Dream let out a low chuckle.  “It is.  You did not merely build yourself a castle, my Hope, my Hob.  You tied yourself to the Dreaming, to me in a way that cannot be undone.”  

 

“Huh.”  Hob blinked himself properly into control and looked around the castle, at the stars and galaxies floating in the air, the Dreams and Nightmares soaring through the windows as they explored, and the music he could hear echoing behind him.  “Guess that means I need to buy you a ring for when you’re in the Waking World then.”  

 

Dream’s breath caught and he froze.  “You…” 

 

Hob smiled and rocked back on his heels, staring up at Dream, a Dream roaring happily in a room nearby.  He reached up and tapped the circlet crown on his head.  “I’ve been around long enough to know what Consort means, dove.  Only if you want though.”  

 

A new future, a better step forward.  A lover who wished to know all, the pain, the agony, the love, the life that he had existed for, his mistakes and triumphs, his violence and gentleness.  Dream wrapped his hands around Hob’s face and pulled him in for a desperate kiss, shadowed galaxies growing around their feet.  

 

“Yes,” Dream breathed the word against Hob’s lips, watching his eyes flare gold-bright.  “Yes, my Hob.  I want.”  

 

Hob yanked Dream into another proper kiss, devouring him, even as he heard the sound of roses beginning to rain in the Dreaming once again.  Pressed this close, he could feel the heartbeat of the Dreaming, an echoing beat in his own heart, Dream’s heartbeat if he ever were to have one.  

 

“Good.”  Hob growled the word against Dream’s lips.  He truly wouldn’t have minded if Dream didn’t, but now, knowing that he did?
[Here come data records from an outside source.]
PR #120, opened 2023-03-31
In CTE Null first order behavior is not correct

forestkeeper:
Previously we add the Null first check after analyze, and in that case it'll miss to add the Null first tag to the sort clause for a CTE query

change the place adding Null first tag to the place sortClause is initialized

Task: BABEL-3991
Signed-off-by: Zhibai Song <szh@amazon.com>

### Description

the following sql not produce the right order for NULL : 
```
drop table if exists t1;
create table t1(a int);
insert t1 values (1);
insert t1 values (3);
insert t1 values (null);
with t1cte AS (
select top(3) a from t1 order by 1
)
select * from t1cte; -- Returns NULL at bottom not expected
select top(3) a from t1 order by 1; -- Returns NULL at the TOP as expected
```

the root cause is we deal with sort clause inproperly

### Issues Resolved

Will return the right order for null include 
- asc order by return NULL first
- no order by , natural asc, return NULL last
- desc order by return NULL last

checked this behavior with 
- simple select
- select order by
- subquery order by 
- cte with inner query order by
- babel_functions
- etc other remainning explain query

### Check List
- [ x ] Commits are signed per the DCO using --signoff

He wanted to see his claim on the Lord of Dreams.  Pulling back a fraction, he looked to the two thrones side by side, and tugged Dream toward them.  

 

“Come,” Hope teased, sitting down in the one with musical notes surrounding the ornate silver filigree.  He gestured to the seat beside him, etched with galaxies.  “I want to meet all your creations, your people, my Dream.”  

 

Dream settled into the throne beside Hope and reached out to take his hand.  “Our people now,” he corrected.  A quiet pulse of power shot through the Dreaming at the correction, his realm bending to the new reality and truth of that statement.  

 

A flap of wings had both Hope and Dream looking at the raven who stood, perched on the connecting rod between their thrones.  

 

“You two done with this whole elaborate decorating foreplay thing you’ve got going on?” Matthew asked.  “Not that it wasn’t cool, but still.  Here I thought Lord Morpheus had a sense of decorum.”  

 

Hope turned back to tease Matthew when a hiccuping gasp came from Dream.  His eyes widened as Dream tried to cover his mouth, his eyes crinkled into almost slits and his shoulders shaking.  “Is that… are you laughing?”   He could not stop the astonished grin even if he had tried.

 

Hope watched, in awe, as that broke the damn, and Dream of the Endless fell back into the throne that had been built for him by Hope, laughing loudly enough for the sound to echo across the throne room, gloriously mangled thing that it was.  It took Dream far too long to bring himself back under control, and even Matthew had been shocked into silence, but when Dream, his other half in every way, grinned at him, the smallest sheen of gold around him, Hope grinned right back.  

 

What kind of beautiful future awaited them in a world where the Lord of Dreams was no longer afraid to laugh?  Hope could not wait to see.  

 

Notes:

This is the first time the citizens of the Dreaming have seen Dream let go of his power and PLAY and that's why I felt it so important to write, cause, dammit, Dream deserves that.